Миновали два года столичной жизни. За это время Булгаков успел встать на ноги, сделать себе имя если не в литературе, то в журналистике, уйти от голода и нищеты, обзавестись литературными знакомствами, нажить друзей и врагов, стать автором хоть и сомнительного, но известного и относительно прибыльного заграничного издания. Однако приспособиться внутренне к советской жизни и приблизиться к советской литературе так и не сумел. Ни в одном толстом литературном журнале – «Новом мире», «Красной ниве», «Красной нови», «Октябре», через которые входили в советскую литературу или существовали в ней «законные» советские писатели, Булгаков не напечатался.

Почувствовав в себе созревшую силу, он ставит перед собой одиозную задачу – и с нею движется и растет. Эта задача – картина гражданской войны, которая, по его замыслу, должна быть не только написана в традициях «Войны и мира», но и по размаху ориентироваться на толстовскую эпопею.

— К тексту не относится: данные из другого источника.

PR #448, opened 2023-09-14
Stop removed node and start added node 

themanforfree:
Please briefly answer these questions:
#306 
* what problem are you trying to solve? (or if there's no problem, what's the motivation for this change?)

* what changes does this pull request make?

* are there any non-obvious implications of these changes? (does it break compatibility with previous versions, etc)

PR #460, opened 2023-09-25
Client discover cluster

themanforfree:
described in #306 
based on #449 

### DIFF
--- a/curp/src/client.rs
+++ b/curp/src/client.rs
@@ -243,6 +243,8 @@ enum UnpackStatus {
     IO,
     /// Internal error type
     Internal,
+    /// Wrong Cluster Version
+    WrongClusterVersion,
 }
 
 /// unpack `tonic::Status` and convert it to `UnpackStatus`
@@ -262,6 +264,7 @@ fn unpack_status(status: &tonic::Status) -> UnpackStatus {
             "internal" => UnpackStatus::Internal,
             "storage" => UnpackStatus::Storage,
             "io" => UnpackStatus::IO,
+            "wrong-cluster-version" => UnpackStatus::WrongClusterVersion,
             unsupported_label => {
                 unreachable!("unsupported status label {unsupported_label}")
             }
@@ -318,12 +321,21 @@ where
         while let Some(resp_result) = rpcs.next().await {
             let resp = match resp_result {
                 Ok(resp) => resp.into_inner(),
+
                 Err(e) => {
-                    if let UnpackStatus::ShuttingDown = unpack_status(&e) {
-                        return Err(ClientError::ShuttingDown);
-                    }
                     warn!("Propose error: {}", e);
-                    continue;
+                    match unpack_status(&e) {
+                        UnpackStatus::ShuttingDown => return Err(ClientError::ShuttingDown),
+                        UnpackStatus::WrongClusterVersion => {
+                            return Err(ClientError::WrongClusterVersion)
+                        }
+                        UnpackStatus::Redirect(..)
+                        | UnpackStatus::Transport
+                        | UnpackStatus::EncodeDecode
+                        | UnpackStatus::Storage
+                        | UnpackStatus::IO
+                        | UnpackStatus::Internal => continue,
+                    }
                 }
             };
             self.state
@@ -388,6 +400,9 @@ where
                     warn!("wait synced rpc error: {e}");
                     match unpack_status(&e) {
                         UnpackStatus::ShuttingDown => return Err(ClientError::ShuttingDown),
+                        UnpackStatus::WrongClusterVersion => {
+                            return Err(ClientError::WrongClusterVersion)
+                        }
                         UnpackStatus::Transport => {
                             // it's quite likely that the leader has crashed, then we should wait for some time and fetch the leader again
                             tokio::time::sleep(retry_timeout.next_retry()).await;
@@ -421,6 +436,30 @@ where
         Err(ClientError::Timeout)
     }
 
+    /// Set the information of current cluster
+    #[allow(unused)]
+    async fn set_cluster(&self, cluster: FetchClusterResponse) {
+        debug!("update client by remote cluster: {cluster:?}");
+        self.state
+            .write()
+            .check_and_update(cluster.leader_id, cluster.term);
+        let member_addrs = cluster
+            .members
+            .into_iter()
+            .map(|m| (m.id, m.addrs))
+            .collect::<HashMap<ServerId, Vec<String>>>();
+        self.connects.clear();
+        // TODO
+        #[allow(clippy::unwrap_used)]
+        for (id, connect) in rpc::connect(member_addrs).await.unwrap() {
+            let _ig = self.connects.insert(id, connect);
+        }
+        self.cluster_version.store(
+            cluster.cluster_version,
+            std::sync::atomic::Ordering::Relaxed,
+        );
+    }
+
     /// The shutdown rpc of curp protocol
     #[instrument(skip_all)]
     pub async fn shutdown(&self) -> Result<(), ClientError<C>> {
@@ -447,6 +486,9 @@ where
                 warn!("shutdown rpc error: {e}");
                 match unpack_status(&e) {
                     UnpackStatus::ShuttingDown => return Err(ClientError::ShuttingDown),
+                    UnpackStatus::WrongClusterVersion => {
+                        return Err(ClientError::WrongClusterVersion)
+                    }
                     UnpackStatus::Redirect(new_leader, term) => {
                         self.state.write().check_and_update(new_leader, term);
                         warn!("shutdown: redirect to new leader {new_leader:?}, term is {term}",);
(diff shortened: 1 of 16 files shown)


curp/src/rpc/mod.rs
```diff
@@ -507,7 +515,17 @@ impl ProposeConfChangeRequest {
     #[inline]
     #[must_use]
     pub fn new(id: String, changes: Vec<ConfChange>) -> Self {
-        Self { id, changes }
+        Self {
+            id,
+            changes,
+            cluster_version: 0,
```
iGxnon, line 521: please add `cluster_version` into the constructor parameter

curp/src/rpc/mod.rs
```diff
@@ -5,13 +5,14 @@ use serde::{de::DeserializeOwned, Deserialize, Serialize};
 
 pub use self::proto::{
     commandpb::{cmd_result::Result as CmdResultInner, CmdResult, ProposeRequest, ProposeResponse},
+    errorpb::Member,
```
iGxnon, line 8: Why `errorpb`?

curp/src/server/raw_curp/mod.rs
```diff
@@ -781,6 +790,21 @@ impl<C: 'static + Command, RC: RoleChange + 'static> RawCurp<C, RC> {
         self.ctx.cluster_info.as_ref()
     }
 
+    /// Get cluster info
+    pub(super) fn cluster_err(&self) -> Cluster {
```
iGxnon, line 794: cluster err?

curp/src/members.rs
```diff
@@ -227,6 +258,18 @@ impl ClusterInfo {
...
 
+    /// Get cluster version
+    #[must_use]
+    #[inline]
+    pub fn cluster_version(&self) -> u64 {
+        self.cluster_version.load(Ordering::Relaxed)
+    }
+
+    /// cluster version increase
+    pub(super) fn cluster_version_inc(&self) -> u64 {
```
iGxnon, line 269: pub(crate)?

curp/src/server/raw_curp/mod.rs
```diff
@@ -1369,6 +1411,7 @@ impl<C: 'static + Command, RC: RoleChange + 'static> RawCurp<C, RC> {
                 (vec![], String::new(), false)
             }
         };
+        let _ig = self.ctx.cluster_info.cluster_version_inc();
```
iGxnon, line 1414: Should fall back the cluster version?

Suppose there are 10 conf change requests sent to a leader. Then the cluster version on this leader is updated to 10. A client fetches the cluster and updates its local cluster version to 10. Then the leader failed, and these conf change logs are reverted by a new elected leader. The above client with the cluster version of 10 will still keep the old cluster members and will not be updated quickly even the cluster members are actually changed.

curp/src/rpc/mod.rs
Phoenix500526: I have the same question.

curp/src/server/curp_node.rs
```diff
@@ -65,6 +65,9 @@ pub(super) enum CurpError {
     /// Internal error
     #[error("internal error, {0}")]
     Internal(String),
+    /// TODO
+    #[error("internal error, {0:?}")]
```
Phoenix500526: Please modify the error output message. It will be confusing when a user sees two errors with the totally same output message.  In addition, todo what?

curp/src/client.rs
```diff
@@ -385,6 +406,29 @@ where
...
+        self.state
+            .write()
+            .check_and_update(cluster.leader_id, cluster.term);
+        let member_addrs = cluster
+            .members
+            .into_iter()
+            .map(|m| (m.id, m.addrs))
+            .collect::<HashMap<ServerId, Vec<String>>>();
+        self.connects.clear();
+        // TODO
```
Phoenix500526: todo what?

curp/src/client.rs
```diff
@@ -443,16 +442,25 @@ where
...
                 .shutdown(
-                    ShutdownRequest::default(),
+                    ShutdownRequest::new(propose_id.clone(), self.cluster_version()),
                     *self.config.wait_synced_timeout(),
                 )
                 .await
             {
                 Ok(resp) => resp.into_inner(),
+                Err(RpcError::StatusError(status)) => {
+                    if matches!(status.code(), tonic::Code::FailedPrecondition) {
```
Phoenix500526, line 457: The `Status::Code` has implemented the `Eq` trait. You can directly use "status.code() == tonic::Code::FailedPrecondition". It looks more concise.

curp/src/client.rs
```diff
@@ -522,6 +530,14 @@ where
                     }
                     resp
                 }
+                Err(RpcError::StatusError(status)) => {
```
Phoenix500526, line 533: Same as above.

curp/src/client.rs
```diff
@@ -813,6 +824,14 @@ where
                 .await
             {
                 Ok(resp) => resp.into_inner(),
+                Err(RpcError::StatusError(status)) => {
+                    if matches!(status.code(), tonic::Code::FailedPrecondition) {
```
Phoenix500526, line 828: Same as above.

curp/src/client.rs
```diff
@@ -864,6 +883,14 @@ where
                 .await
             {
                 Ok(resp) => resp.into_inner(),
+                Err(RpcError::StatusError(status)) => {
```
Phoenix500526, line 886: Same as above

curp/src/server/curp_node.rs
```diff
@@ -65,6 +65,9 @@ pub(super) enum CurpError {
     /// Internal error
     #[error("internal error, {0}")]
     Internal(String),
+    /// Transfer the cluster state
+    #[error("transfer cluster state: {0:?}")]
+    Transfer(Cluster),
```
Phoenix500526, line 70: IMO, it's not a good choice to place such a complex data type in `CurpError` since it goes against the assumptions made in error refactoring - errors should carry information as concisely as possible.   If we really need a complex data structure, like Cluster, we should obtain the relevant information through another RPC after receiving this error.

curp/src/rpc/mod.rs
themanforfree: Fixed

curp/src/rpc/mod.rs
themanforfree: Modified, previously to fix the proto circular dependency issue, but no longer has this issue

curp/src/server/raw_curp/mod.rs
themanforfree: Renamed

curp/src/members.rs
themanforfree: Fixed

curp/src/server/raw_curp/mod.rs
themanforfree: Fixed

curp/src/client.rs
themanforfree: Done

curp/src/client.rs
themanforfree: Same as above.

curp/src/client.rs
themanforfree: Same as above.

curp/src/client.rs
themanforfree: Same as above.

curp/src/members.rs
```diff
@@ -227,6 +258,23 @@ impl ClusterInfo {
...
+
+    /// cluster version increase
+    pub(crate) fn cluster_version_inc(&self) -> u64 {
+        self.cluster_version.fetch_add(1, Ordering::Relaxed)
+    }
+
+    /// cluster version decrease
+    pub(crate) fn cluster_version_dec(&self) -> u64 {
+        self.cluster_version.fetch_sub(1, Ordering::Relaxed)
+    }
```
bsbds, line 276: Will these be used across multiple threads? Maybe these also need stricter ordering.

themanforfree: Fixed

curp/src/server/curp_node.rs
```diff
@@ -840,6 +860,20 @@ impl<C: 'static + Command, RC: RoleChange + 'static> CurpNode<C, RC> {
     pub(super) fn shutdown_listener(&self) -> shutdown::Listener {
         self.curp.shutdown_listener()
     }
+
+    /// Check cluster version and return new cluster
+    fn check_cluster_version(&self, client_cluster_version: u64) -> Result<(), CurpError> {
+        let server_cluster_version = self.curp.cluster().cluster_version();
+        if client_cluster_version < server_cluster_version {
+            let cluster = self.curp.cluster_err();
+            warn!(
```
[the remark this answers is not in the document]
themanforfree: Fixed

curp/src/server/raw_curp/mod.rs
```diff
@@ -337,6 +342,9 @@ impl<C: 'static + Command, RC: RoleChange + 'static> RawCurp<C, RC> {
             Err(e) => return (info, Err(ConfChangeError::new_propose(e.into()))),
         };
         let (addrs, name, is_learner) = self.apply_conf_change(changes);
+        self.ctx
+            .last_conf_change_idx
+            .store(entry.index, Ordering::Relaxed);
```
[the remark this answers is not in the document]

curp/src/server/curp_node.rs
```diff
@@ -528,7 +542,7 @@ impl<C: 'static + Command, RC: RoleChange + 'static> CurpNode<C, RC> {
                     }
                 }
                 _ = remove_event.listen() => {
-                    break false;
+                    is_remove_state = true;
```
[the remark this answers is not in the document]
themanforfree: It is not necessary, we can't remove a node twice, And even if the branch is triggered multiple times, it will not cause any error.

curp/src/server/curp_node.rs
themanforfree: Fixed

curp/src/client.rs
```diff
@@ -635,55 +708,100 @@ where
...
         let cmd_arc = Arc::new(cmd);
+        loop {
+            let res_option = if use_fast_path {
+                self.fast_path(Arc::clone(&cmd_arc)).await
+            } else {
+                self.slow_path(Arc::clone(&cmd_arc)).await
+            };
+            let Some(res) = res_option else {
+                let cluster = self.fetch_cluster(false).await?;
+                self.set_cluster(cluster).await?;
```
bsbds, line 719: I think the `fetch_cluster` here need to make sure that the new cluster version is applied on superquorum of servers, otherwise the fast path will probably still fail after that fetch.

curp/src/client.rs
```diff
@@ -323,12 +347,22 @@ where
...
                     *self.config.wait_synced_timeout(),
                 )
                 .await
             {
                 Ok(resp) => resp.into_inner(),
+                Err(RpcError::StatusError(status)) => {
+                    if is_wrong_cluster_version(&status) {
+                        return Err(CommandProposeError::Propose(
+                            ProposeError::WrongClusterVersion,
+                        ));
```
bsbds, line 360: Why should we return immediately if the cluster version is wrong? I think this early return may cause a long time of unavailability if a server is lag behind.

themanforfree: Why it may cause a long time of unavailability? After returning error here, the outer propose will pull the cluster's configuration and retry the entire propose process

curp/src/client.rs
themanforfree: When the argument passed in fetch cluster is true, it will fetch the latest cluster from leader

curp/src/client.rs
bsbds: I mean even if only one server is lagged behind, this method will return error, but the majority of the cluster may be actually available right now.

themanforfree: The client may be using any cluster version of the configuration, so it cannot tell if most nodes are using the new configuration. And there are no correctness issues with the current implementation, it just has a small probability of slowing down requests. I think the current implementation can be used before there is a safe and fast way

curp/src/server/curp_node.rs
```diff
@@ -847,6 +867,19 @@ impl<C: 'static + Command, RC: RoleChange + 'static> CurpNode<C, RC> {
     pub(super) fn shutdown_listener(&self) -> shutdown::Listener {
         self.curp.shutdown_listener()
     }
+
+    /// Check cluster version and return new cluster
+    fn check_cluster_version(&self, client_cluster_version: u64) -> Result<(), CurpError> {
+        let server_cluster_version = self.curp.cluster().cluster_version();
+        if client_cluster_version != server_cluster_version {
+            debug!(
```
Phoenix500526, line 875: Should it be a warning level?

curp/src/server/curp_node.rs
```diff
@@ -998,4 +1034,22 @@ mod tests {
         assert!(curp.is_leader());
         curp.shutdown_trigger().self_shutdown_and_wait().await;
     }
+
+    fn init_curp_node(
```
Phoenix500526, line 1038: This function is never used. Do we really need it?

curp/src/server/raw_curp/mod.rs
```diff
@@ -792,6 +801,24 @@ impl<C: 'static + Command, RC: RoleChange + 'static> RawCurp<C, RC> {
         self.ctx.leader_tx.subscribe()
     }
 
+    /// Check on the leader that the remove node conf change entry has been synced to the removed follower
+    pub(super) fn can_remove_follower_after_hb(&self, follower_id: ServerId) -> bool {
+        if self.ctx.connects.contains_key(&follower_id) {
+            return false;
+        }
+        let match_index = self.lst.get_match_index(follower_id);
+        let last_conf_change_idx = self.ctx.last_conf_change_idx.load(Ordering::Acquire);
```
Phoenix500526, line 810: It seems we can use `Ordering::Relaxed` here.

curp/src/client.rs
```diff
@@ -926,6 +1065,11 @@ fn superquorum(nodes: usize) -> usize {
         .wrapping_add(1)
 }
 
+/// Check whether the status is caused by wrong cluster version
+fn is_wrong_cluster_version(status: &tonic::Status) -> bool {
```
Phoenix500526, line 1069: Do not use the message to tell apart different statues with the same code since the message is unstable. The message may be changed in the future version. If you really need to do so, please add an error label in metadata.

curp/tests/common/curp_group.rs
```diff
@@ -299,6 +299,40 @@ impl CurpGroup {
             .map(|(k, v)| (*k, vec![v.clone()]))
             .collect()
     }
+
+    pub async fn fetch_cluster_info(&self, addrs: &[String]) -> ClusterInfo {
```
Phoenix500526, line 303: These two method seems not use in this pr. Shall we keep them?

curp/src/server/curp_node.rs
themanforfree: FYI: https://github.com/xline-kv/Xline/pull/460#discussion_r1361423702

curp/src/server/curp_node.rs
themanforfree: Removed

curp/tests/common/curp_group.rs
themanforfree: The ignored test use this two function, it will be enable after #448 merged

curp/src/server/raw_curp/mod.rs
themanforfree: FYI: https://github.com/xline-kv/Xline/pull/460#discussion_r1361413078

curp/src/members.rs
Phoenix500526: I don't think so. While atomic operations using relaxed memory ordering do not provide any happens-before relationship, they do guarantee a total modification order of each individual atomic variable. This means that all modifications of the same atomic variable happen in an order that is the same from the perspective of every single thread. Do we really need the guarantee of the happens-before relationship for this cluster_version?

Phoenix500526 (approved):

bsbds (approved):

Основная работа над «Белой гвардией» шла в 1923–1924 годы. Булгаков к этому времени уже несколько лет жил в Москве, в квартире мужа своей сестры, Надежды Земской (позднее это пристанище станет прообразом «нехорошей квартиры» в «Мастере и Маргарите»). Писатель жалуется в дневнике на плохие жилищные условия, безденежье, проблемы со здоровьем, надоевшую ему работу в газете. Свой первый роман пишет преимущественно по ночам. Этот процесс то окрыляет его («сейчас я слышу в себе, как взмывает моя мысль, и верю, что я неизмеримо сильнее как писатель всех, кого я ни знаю»), то ввергает в уныние («горько раскаиваюсь, что бросил медицину и обрек себя на неверное существование»).

Первая часть «Белой гвардии» вышла в «России» в самом конце 1924 года. Вторая появилась весной 1925-го в пятом номере «России», а третья не вышла вообще. Выход первого булгаковского романа (вернее, его первой части) почти никто не заметил. Не дал роману высокой оценки и внимательно приглядывавший за молодой литературой Горький, хотя и знал о его существовании.

В 1927 году 11 первых глав романа (с началом 12-й) без ведома автора вышли отдельной книгой в парижском издательстве Concorde. Concorde издало только одну книгу, «Белую гвардию», и сразу же закрылось. Заключительные главы «Белой гвардии» вышли отдельным томом в парижском издательстве «Москва» в 1929 году. Для этого издания Булгаков сам переделал концовку, первоначально написанную для журнала «Россия»: в 1925 году он еще полагал, что будет писать трилогию, для парижской же книги пришлось изменить финал так, чтобы «Белая гвардия» выглядела законченным произведением. Именно по парижским изданиям до сих пор идут перепечатки романа, а его журнальное окончание обычно приводится отдельно. В СССР в полном виде «Белая гвардия» была напечатана только в 1966 году.

Пока Булгаков не остыл от этой книги, он считал ее самой важной в своей судьбе, а спустя годы в разговоре со своим биографом П. С. Поповым признал роман «неудавшимся». Роман пригодился своему создателю лишь как основа для будущей пьесы, по-настоящему переменившей его жизнь.